Ausgeschossener Sitz aus dem abgestürzten US-Kampfflugzeug vom Typ F-15E Strike Eagle (Foto: US Air Force)

Nun, da die Iraner wissen, dass amerikanische Soldaten eine Art Ortungsgerät bei sich tragen, und eine allgemeine Vorstellung davon haben, wie es funktioniert, sind die Auswirkungen gravierend. Sollte der Waffenstillstand scheitern, könnte eines ihrer möglichen Ziele darin bestehen, Kriegsgefangene zu nehmen.

Diese Sorge ist nicht rein theoretischer Natur.

Letzte Woche, als ein US-Flugzeug über feindlichem Gebiet abgeschossen wurde, gingen zwei Besatzungsmitglieder mit ihm zu Boden. Der Pilot wurde fast sofort gerettet, doch es dauerte mehr als zwei Tage, den Navigator aus dem Iran zu befreien – eine Mission, die die Vereinigten Staaten Hunderte Millionen Dollar an Ausrüstung, Personal und mehr kostete. Medienberichten zufolge gab es bei der Operation auch zahlreiche Beinaheunfälle.

Die Rettungsaktion brachte ein weiteres kritisches Detail ans Licht: das Gerät „Combat Survivor Evader Locator“ (CSEL), das das Besatzungsmitglied trug.

„Das ist ein ziemliches Geheimnis, das Sie da preisgegeben haben“, sagte Oberstleutnant (a. D.) Maurice Hirsch. „Das bedeutet, dass es eine Sendefrequenz gibt. Wenn man zurückgehen und analysieren kann, welche Frequenz in einem bestimmten Gebiet gesendet wurde, kann man potenziell zukünftige Sendungen ähnlicher Art verstehen und entschlüsseln, was bedeutet, dass die Iraner dann in der Lage wären, den Einsatzort amerikanischer Soldaten zu lokalisieren.“

Nach der Rettungsmission berichteten mehrere Medien über das CSEL-Gerät. Das etwa 800 Gramm schwere System, entwickelt von Boeing, sendet Funksignale aus, um den Standort einer vermissten Person zu identifizieren.  Piloten tragen das Gerät bei sich, um sich im Notfall mit Rettungskräften abzustimmen. Wie jedoch in einem Bericht der New York Times erwähnt, betonten Militärvertreter, dass Flugbesatzungen darauf trainiert sind, ihren Standort nicht kontinuierlich zu senden, was den Einsatz des Senders einschränkt, da er auch vom Feind geortet werden kann.

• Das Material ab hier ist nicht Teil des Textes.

PR #694, opened 2019-03-14
Proper usage of anchor tags in console UI

marynaKhromova:
Provided changes:
- set `href="javascript:void(null)"`  for links where no redirection takes place
- remove unnecessary styles
- tiny fix for table


lambda/src/styles/fiori-fundamentals-overrides.scss
```diff
@@ -28,6 +28,21 @@
...
+  .disabled {
+    opacity: 0.5;
+    pointer-events: none;
+  }
+
+  td {
+    vertical-align: top;
+  }
+  
+  tr {
```
dariadomagala: Is it needed?

PR #1948, opened 2020-08-26
Addons ui fixes

akucharska:
**Description**

- API rule list & detail: remove border from link
- API rule list: action should always be in one line
- fix colors of checked checkboxes

**Related issue(s)**


Wawrzyn321 (changes requested):
Nice! I think we could promote the `.no-border` class to the `index.scss` file, where `.link` itself is defined.

Wawrzyn321 (approved):

Issue #738, opened 2019-04-02
Use GraphQL queries for rendering secrets in Console UI


kwiatekus:
**Description**
Manage secrets in console UI via console-backend

**AC**
 - List secrets in the given namespace using graphQL queries ( subscriptions not required).
 - Use them as well to render secret details view.
 - Use mutations to delete or update the secret value

Please consider also:
 - rewriting UI to react JS (list view and secret details)
 - getting rid of filtering by labels if it complicates the implementation
 - including the task about decoding secret data : https://github.com/kyma-project/console/issues/727
 - putting metadata of secret into page header

**Reasons**
We should use CBS API everywhere in the UI. Currently we have a mix - we should use only one proxy.

kwiatekus:
Duplicated by https://github.com/kyma-project/console/issues/932

PR #1967, opened 2020-09-09
Rewrite secrets

akucharska:
**Description**

- Rewrite secrets list to react
- Rewrite secrets details to react

**Related issue(s)**

https://github.com/kyma-project/console/issues/738


Wawrzyn321:
I think annotations in `key=value` (as seen in labels) format would be nicer than a key and a modal with value.

Wawrzyn321:
What's more, we should add a validation for editor values, such as non-parseable JSON or non-object values, and then control the "Save" button disabledness accordingly.

Wawrzyn321:
By the way I'm wondering if displaying the annotations is required at all. I know the original task mentioned _putting metadata of secret into page header_, but on other views we are just displaying labels. Do we know that annotations are more valuable than labels?

dariadomagala (approved):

​Das Gerät ist mit Sicherheitsvorkehrungen ausgestattet. Es nutzt ultrakurze Burst-Übertragungen und schnelles Frequenzspringen, wodurch die Signale auf feindlichen Abhörsystemen als zufälliges Hintergrundrauschen erscheinen. Dies hilft ihm, fortschrittlichen elektronischen Kampffähigkeiten zu entgehen.

Das CSEL ist zudem so konstruiert, dass es den extremen Kräften beim Schleudersitzausstieg standhält und sofort mit der Übertragung verschlüsselter Daten, wie beispielsweise Standortkoordinaten, beginnt. Gleichzeitig kann ein geschützter Notfallknopf ein unverschlüsseltes Notsignal auf internationalen Frequenzen senden und Anweisungen von Rettungsteams empfangen.

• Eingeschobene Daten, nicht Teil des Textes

PR #1971, opened 2020-09-10
Fetch services via cbs

dariadomagala:
**Description**

- Fetch services via cbs

**Related issue(s)**


core/src/luigi-config/navigation/static-navigation-model.js
```diff
@@ -134,16 +134,16 @@ export function getStaticChildrenNodesForNamespace(){
       pathSegment: 'services',
       navigationContext: 'services',
       label: 'Services',
-      viewUrl: '/consoleapp.html#/home/namespaces/:namespaceId/services',
+      viewUrl: config.coreModuleUrl + '/home/namespaces/:namespaceId/services',
       keepSelectedForChildren: true,
+      viewGroup: '_core_ui_',
```
Wawrzyn321, line 139:
```suggestion
      viewGroup: coreUIViewGroupName,
```

core-ui/src/components/Services/ServicesList/ServicesList.js
```diff
@@ -0,0 +1,72 @@
...
+    listOfEndpoints(entry),
+    <Moment unix fromNow>
+      {entry.creationTimestamp}
+    </Moment>,
+    <Labels labels={entry.labels} />,
+  ];
+
+  return (
+    <GenericList
+      title="Services"
```
Wawrzyn321, line 62: I'd say this title isn't needed there. We have already a title with resource type in the header (like in API Rules or OAuth Clients).

core-ui/src/components/Services/ServicesList/ServicesList.js
```diff
@@ -0,0 +1,72 @@
...
+      name: 'Details',
+      handler: navigateToServiceDetails,
+    },
+  ];
+
+  const listOfEndpoints = entry => {
+    if (entry.ports && entry.ports.length) {
+      return entry.ports.map(port => {
+        const portValue = `${entry.name}.${namespace}: ${port.port} ${port.serviceProtocol}`;
+        return <div key={portValue}>{portValue}</div>;
```
Wawrzyn321, line 35: I don't know if we care about the semantics this much, but it would be nice to use `ul` and `li` here.

core-ui/src/components/Services/ServicesList/ServicesList.js
```diff
@@ -0,0 +1,72 @@
...
+import { GenericList, Labels, EMPTY_TEXT_PLACEHOLDER } from 'react-shared';
+
+import { GET_SERVICES } from 'gql/queries';
+
+ServicesList.propTypes = { namespace: PropTypes.string.isRequired };
+
+export default function ServicesList({ namespace }) {
+  const navigateToServiceDetails = service =>
+    LuigiClient.linkManager().navigate(
+      `details/${encodeURIComponent(service.name)}`,
```
Wawrzyn321, line 16: Encoding isn't needed here. First, it isn't even handled on details view. And second, k8s won't allow an unsafe service name.

Wawrzyn321 (changes requested):
See comments.

Wawrzyn321 (approved):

Dennoch warnte Hirsch, dass die öffentliche Bekanntgabe dieser Fähigkeiten ihren Preis haben könnte.

„Die Diskussion über den Einsatz der verschiedenen Technologien zur Ortung des Navigators diente vor allem dazu, zu zeigen, wie groß und stark wir sind, anstatt unbedingt die möglichen Folgen zu bedenken“, argumentierte Hirsch. „Manche Dinge sollte man einfach besser für sich behalten.“

US-Rettungsmission im Iran (Foto: US-Armee)

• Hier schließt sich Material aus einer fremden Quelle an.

Issue #1897, opened 2020-07-20
POC : YAML preview for API Detail View


kwiatekus:
**Description**

Allow to display API Rule details in form of yaml content.
This POC should evaluate possible options, ie:
 - (blocking/resizable) drawer 
 
In this POC yaml edit-mode is not required. Read-only mode.
Use monaco editor to achieve the same feature set as in function UI (collapsibility, syntax colouring).

**Reasons**

Promote educational aspects of console UI. [CNCF developers](https://github.com/kyma-project/community/blob/master/manifesto/personas.md#matthew---cloud-native-software-engineer) would like to learn kyma API.
Showing YAML content of displayed items helps understanding kyma API

PR #2001, opened 2020-09-23
Implement side drawer with yaml

akucharska:
**Description**

- Implement side drawer with yaml

**Related issue(s)**

https://github.com/kyma-project/console/issues/1897

### DIFF
--- a/core-ui/src/components/ApiRules/ApiRuleDetails/ApiRuleDetails.js
+++ b/core-ui/src/components/ApiRules/ApiRuleDetails/ApiRuleDetails.js
@@ -82,7 +82,7 @@ function EditButton({ apiRuleName }) {
   return (
     <Button
       onClick={() => navigateToEditView(apiRuleName)}
-      option="light"
+      option="emphasized"
       aria-label="edit-api-rule"
     >
       Edit
@@ -109,6 +109,7 @@ const YamlContent = yaml => {
         language={'json'}
         theme="vs-light"
         value={yaml}
+        options={{ readOnly: true }}
       />
     </>
   );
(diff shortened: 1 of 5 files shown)


shared/components/SideDrawer/SideDrawer.js
```diff
@@ -1,19 +1,23 @@
...
+  hideDefaultButton,
 }) => {
   return (
     <div className={classNames('side-drawer', { 'side-drawer--open': isOpen })}>
       {(isOpen || children) && (
-        <button className="open-btn" onClick={() => setOpen(!isOpen)}>
+        <button
+          className={`open-btn ${hideDefaultButton ? 'open-btn-hidden' : ''}`}
+          onClick={() => setOpen(!isOpen)}
+        >
```
Wawrzyn321, line 20: Why don't we use just `{!hideDefaultButton && <button className="open-btn" onClick=...` instead of setting CSS visibility?

core-ui/src/components/ApiRules/ApiRuleDetails/ApiRuleDetails.js
```diff
@@ -92,7 +98,23 @@ function navigateToEditView(apiRuleName) {
 
 const breadcrumbItems = [{ name: 'API Rules', path: '/' }, { name: '' }];
 
-function ApiRuleDetailsHeader({ apiRule }) {
+const YamlContent = yaml => {
+  yaml = JSON.stringify(yaml, null, 1);
+  return (
+    <>
+      <h1 className="fd-has-type-4">YAML</h1>
+      <ControlledEditor
```
Wawrzyn321, line 106: I think in this case the editor could be readonly.

Wawrzyn321 (changes requested):
See comments. What's more, I think the "YAML" button should use "light" variant, just like other header actions buttons.
Would you kindly move "Delete" button to the right and make "Edit" button emphasised, to keep it consistent with other views?

shared/components/SideDrawer/SideDrawer.js
akucharska: Because without button part of the drawer is visible at all times

Wawrzyn321 (approved):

Die Risiken gehen über die Technologie hinaus. Die mögliche Gefangennahme von Soldaten wirft umfassendere strategische und moralische Fragen auf.

​Die Rettung von Kriegsgefangenen, sowohl fiktiv als auch real, ist seit langem die Grundlage für actiongeladene Filme wie „Black Hawk Down“, eine Nacherzählung der Schlacht von Mogadischu. Der Film zeigt, wie amerikanische Streitkräfte nach dem Abschuss von Hubschraubern eine groß angelegte Operation starten und mit überwältigender Gewalt ihre Soldaten unter Beschuss befreien.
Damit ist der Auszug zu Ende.